# Artistically challenged......



## FarmallH (Dec 11, 2011)

Put a free float on ar but still wanted to be able to use the standard sights..... Looks bad, not cool bad but ugly bad..... It should be function over form but, it looks bad lol... Any ideas on fixing it?









ignore the sling.....


----------



## sneakygroundbuzzard (Nov 1, 2012)

well i for one never liked the looks of the stock sites

i would get rid of both and put on a high quality red dot

in my opinion they are much better than steel sites

better in low lite,faster target acquisition ,and they look cooler too


----------



## sneakygroundbuzzard (Nov 1, 2012)

oh dont get me wrong with what i stated

i am quit a good shot with iron sights

but i dont think he will be going into battle with that rifle anytime soon

and as a guy who grew up going through cub scouts and boy scouts

i believe in always being prepared

thats why any of my guns that have battery powered optics on them,always have an extra battery with it

my batteries get changed out quit regularly too,every spring i replace the one in the optic and the spare

i still enjoy the occasional outing to the range and shoot with just iron sights

but i dont go hunting with them,even my 835 ulti mag turkey slayer has had the iron beads ripped off and fiber optic sights installed on it

low light and iron sights and older eyes,just not a good combo

besides lets face it, the iron sights on that style of rifle were just plain butt ugly from day one


----------



## texaspredatorhunter (Aug 14, 2014)

Level the front sight post across the shoulders at 500 and squeeze bet you hit center mass all day everyday.

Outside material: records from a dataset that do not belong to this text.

PR #2410, opened 2019-02-13
Use CDN domain in more CSP rules

kevinrobinson:
Follow-on to https://github.com/studentinsights/studentinsights/pull/2408.


kevinrobinson:
selfie

PR #2411, opened 2019-02-13
Upgrade to jQUery 3.3

kevinrobinson:
Upgrading, along with https://github.com/studentinsights/studentinsights/pull/2407 and https://github.com/studentinsights/studentinsights/pull/2409.


kevinrobinson:
selfie

PR #2413, opened 2019-02-14
Remove use of new Date() causing test bugs

kevinrobinson:
This is in a few places, and this updates them to use `context.nowFn` now, since these tests started failing today.


kevinrobinson:
selfie

PR #2417, opened 2019-02-15
Session renewal: Update debug logging

kevinrobinson:
This updates debug logging, bumping versions, and downgrading these to `info` since things seem good.  If this checks out in another week or two, we could remove altogether.


kevinrobinson:
selfie

PR #2418, opened 2019-02-15
Guard sessionStorage usage more

kevinrobinson:
Removing noise from either folks visiting the demo site without cookies or scrapers.


kevinrobinson:
selfie

PR #2419, opened 2019-02-15
Update font files

kevinrobinson:
Some files specified in CSS were missing, which came up as monitoring noise.


kevinrobinson:
selfie

PR #2421, opened 2019-02-16
Update for upcoming changes to Heroku build

kevinrobinson:
For https://help.heroku.com/P5IMU3MP/heroku-node-js-build-script-change-faq


kevinrobinson:
simplified, although seems like there's still too many yarn installs, but one less than before and this removes a monkey path, so 🚢 ing for now

PR #2422, opened 2019-03-05
Add audits for vulnerabilities in Ruby dependencies

kevinrobinson:
For auditing Ruby dependencies for CVEs, using https://github.com/rubysec/bundler-audit and https://github.com/civisanalytics/ruby_audit


kevinrobinson:
selfie

PR #2487, opened 2019-05-29
Double revert for Student searchbar: Migrate to React component and optimize for larger lists

kevinrobinson:
Double revert with a patch.  Original PR was https://github.com/studentinsights/studentinsights/pull/2485, revert was https://github.com/studentinsights/studentinsights/pull/2486.

This patches the issue in IE11, which led to the contents of the page being blank, since the error was in `index.js`.  The problem was that `document.querySelectorAll(selector).forEach` isn't supported in IE11.  This adds a polyfill, and I verified manually that this fixes the issue locally.

Patch is commit on top, https://github.com/studentinsights/studentinsights/pull/2487/commits/0623c26312851e31527601b444b95bbfd7e0c132.


kevinrobinson:
selfie

PR #2491, opened 2019-06-01
Transitions: Update filters for transitions page

kevinrobinson:
# Who is this PR for?
8th grade counselors, 9th grade counselors and assistant principals

# What problem does this PR fix?
Folks can sort and search, but not obvious filter for starred / has a note / school.

# What does this PR do?
Adds them.  Also updates default sort to "Starred for discussion?" and adjust the column widths.

# Checklists
*Which features or pages does this PR touch?*
+ [x] Transitions

*Does this PR use tests to help verify we can deploy these changes quickly and confidently?*
+ [x] Included specs for changes
+ [x] Improved specs for existing code in need of better test coverage
+ [x] Manual testing made more sense here

PR #2492, opened 2019-06-01
Transitions: Adjust widths, fix bug with duplicate schools

kevinrobinson:
Fix to https://github.com/studentinsights/studentinsights/pull/2491/files, duplicate schools in the select.


kevinrobinson:
selfie

PR #2493, opened 2019-06-06
Reader profile: Initial prototype for design work

kevinrobinson:
# Who is this PR for?
Folks working with K1 students

Pulling together different data sources about early reading, and putting them in a frame that can help discussion protocols (eg, in MTSS).

# What does this PR do?
Adds a reader profile inline to the "Reading" tab of the profile for students.  It's behind a label, and contains its own error boundary to isolate it and let us iterate in ways that allow educators to critique this with production data for real students.

One new element is the `pdf-reader` gem for parsing IEP PDF documents as text, and some prototype-quality regular expressions cleaning that.  Another is adding `lunr` in JS to do searches within note and IEP documents, and this is also only prototype-quality at this point.

This PR factors out `<CleanSlateFeedView />` from the `<InlineStudentProfile />` for class lists, to re-use it here, and refactors the counselor meeting page to use this as well.

There are many design elements that are still prototype-quality or experimental, and the assumption is that this will change significantly over the summer before the fall.

Minimal:
Screen Shot 2019-06-06 at 11 48 02 AM

# Checklists
+ [x] Student Profile


kevinrobinson:
selfie

PR #2495, opened 2019-06-07
Transition notes: Support limited transition from 5th > 6th in Somerville

kevinrobinson:
# Who is this PR for?
Students and families in 5th grade at once school, transitioning schools

Help support counselors and admin in transitions across years and buildings.

# What does this PR do?
Extends the 8th > 9th grade transition to be used in a similar way for counselors and admin in one school for students transitioning schools at 6th grade.  This maps mostly directly to the 8th > 9th grade transition, in particular with how restricted information is handled.

Separately, other schools with program shifts where students switch buildings will do this also, but in different ways (eg, Somerville Argenziano program, Bedford elementary schools), and those import processes can be tackled separately in the summer so they're all ready for the fall.  They may re-use parts of the model or UI here but for now this PR punts on that to the minimal change needed during the time before the end of the school year.

As a caveat, for folks working K5 with districtwide access, the "Jump to next student" isn't smart enough to know they are only doing this for a smaller subset of students, but they can workaround using the "School transitions page."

Effective yes...ugly....without a doubt!


----------



## texaspredatorhunter (Aug 14, 2014)

Just an fyi- last I heard they do not teach iron sights anymore in the military. Been too long for me I know the rifle range went to ACOGs in 2007


----------



## Jonbnks (Jan 21, 2012)

Add camo to anything, instantly makes it better. Well usually. Your best bet is to buy several types of different ammo and see how well you can really make it shoot. Funny how a rifle will grow on you when it starts to shoot well.


----------



## sneakygroundbuzzard (Nov 1, 2012)

evil black is to pretty to hide with camo


----------